- _Exercise instructions_: In the records below, the line containing "Protocol tests issue 25" is the first to keep. Retype it and all later lines exactly, through the end.

- _Task inputs_:
PR #3253, opened 2024-04-03
Protocol tests issue 25

peterrsongg:
## Description

This PR fixes DOTNET-7357 issue 25. `Issue 25 Unable to unmarshall exceptions that send a namespace or uri in the __type key of the json payload. All JSON protocols. We are able to parse the __type key, but we don't cut off everything after the :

- _Solution to this exercise_:
Protocol tests issue 25

peterrsongg:
## Description

This PR fixes DOTNET-7357 issue 25. `Issue 25 Unable to unmarshall exceptions that send a namespace or uri in the __type key of the json payload. All JSON protocols. We are able to parse the __type key, but we don't cut off everything after the :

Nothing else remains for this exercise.